Directions>
Print every line of the listing exactly, please.

Extracted data>

[Start of Attachment]

PR #369, opened 2025-08-08
Create EDR 012-interaction-between-consensus-and-ledger.md

rkuhn:
(will fix the commit later, was created using the github UI)


engineering-decision-records/012-interaction-between-consensus-and-ledger.md
```diff
@@ -0,0 +1,42 @@
...
+
+On the other hand, the main complexity of the ledger lies in its state management so that it can efficiently support the various required calculations for performing the business function of the Cardano blockchain.
+This is implemented using a combination of in-memory data structures and sophisticated database usage, none of which play nicely with the notion of encapsulating each and every interaction with persistent mutable state as a [`pure_stage::ExternalEffect`](https://docs.rs/pure-stage/latest/pure_stage/trait.ExternalEffect.html).
+
+The interaction between consensus and the ledger fundamentally has only two parts, with a third one added merely incidentally (which should be fixed):
+
+- whenever the chain selection finds a new longest chain candidate, it must pass it to the ledger for validation, which may reject the result for a variety of reasons (some indicating malice of a peer, some not)
+- at each epoch boundary, the ledger emits a new set of per-stakepool information (including stake, addresses, VRFs) that will need to be used by the consensus for header validation; this may include protocol version updates that may change consensus rules
```
KtorZ: So, this is maybe worth splitting in two separate points here; because there are really two pieces of information:

1. The stake distribution, which is computed DURING the epoch and could emitted anywhere between the `3*k/f`th slot and last slot of the epoch; Right now, this computation still happens synchronously so the stake distribution is available precisely after the first block that is applied beyond this boundary.

2. At the epoch boundary, pools may retire. 

Either way, the consensus looks at these pieces with a delay of 2 epochs.

engineering-decision-records/012-interaction-between-consensus-and-ledger.md
```diff
@@ -0,0 +1,42 @@
...
+- incidentally, the ledger also manages the generation of signing keys of the node — these should actually be managed by the consensus
```
KtorZ:
```suggestion
- incidentally, the ledger also manages the evolutions of operational certificates of the pool — these should actually be managed by the consensus
```

engineering-decision-records/012-interaction-between-consensus-and-ledger.md
rkuhn: I’ll make sure to add it, but I’d like to keep it as one bullet point because this information is communicated together — the purpose here is an interface description.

[End of Attachment]

Your solution>
PR #369, opened 2025-08-08
Create EDR 012-interaction-between-consensus-and-ledger.md

rkuhn:
(will fix the commit later, was created using the github UI)


engineering-decision-records/012-interaction-between-consensus-and-ledger.md
```diff
@@ -0,0 +1,42 @@
...
+
+On the other hand, the main complexity of the ledger lies in its state management so that it can efficiently support the various required calculations for performing the business function of the Cardano blockchain.
+This is implemented using a combination of in-memory data structures and sophisticated database usage, none of which play nicely with the notion of encapsulating each and every interaction with persistent mutable state as a [`pure_stage::ExternalEffect`](https://docs.rs/pure-stage/latest/pure_stage/trait.ExternalEffect.html).
+
+The interaction between consensus and the ledger fundamentally has only two parts, with a third one added merely incidentally (which should be fixed):
+
+- whenever the chain selection finds a new longest chain candidate, it must pass it to the ledger for validation, which may reject the result for a variety of reasons (some indicating malice of a peer, some not)
+- at each epoch boundary, the ledger emits a new set of per-stakepool information (including stake, addresses, VRFs) that will need to be used by the consensus for header validation; this may include protocol version updates that may change consensus rules
```
KtorZ: So, this is maybe worth splitting in two separate points here; because there are really two pieces of information:

1. The stake distribution, which is computed DURING the epoch and could emitted anywhere between the `3*k/f`th slot and last slot of the epoch; Right now, this computation still happens synchronously so the stake distribution is available precisely after the first block that is applied beyond this boundary.

2. At the epoch boundary, pools may retire. 

Either way, the consensus looks at these pieces with a delay of 2 epochs.

engineering-decision-records/012-interaction-between-consensus-and-ledger.md
```diff
@@ -0,0 +1,42 @@
...
+- incidentally, the ledger also manages the generation of signing keys of the node — these should actually be managed by the consensus
```
KtorZ:
```suggestion
- incidentally, the ledger also manages the evolutions of operational certificates of the pool — these should actually be managed by the consensus
```

engineering-decision-records/012-interaction-between-consensus-and-ledger.md
rkuhn: I’ll make sure to add it, but I’d like to keep it as one bullet point because this information is communicated together — the purpose here is an interface description.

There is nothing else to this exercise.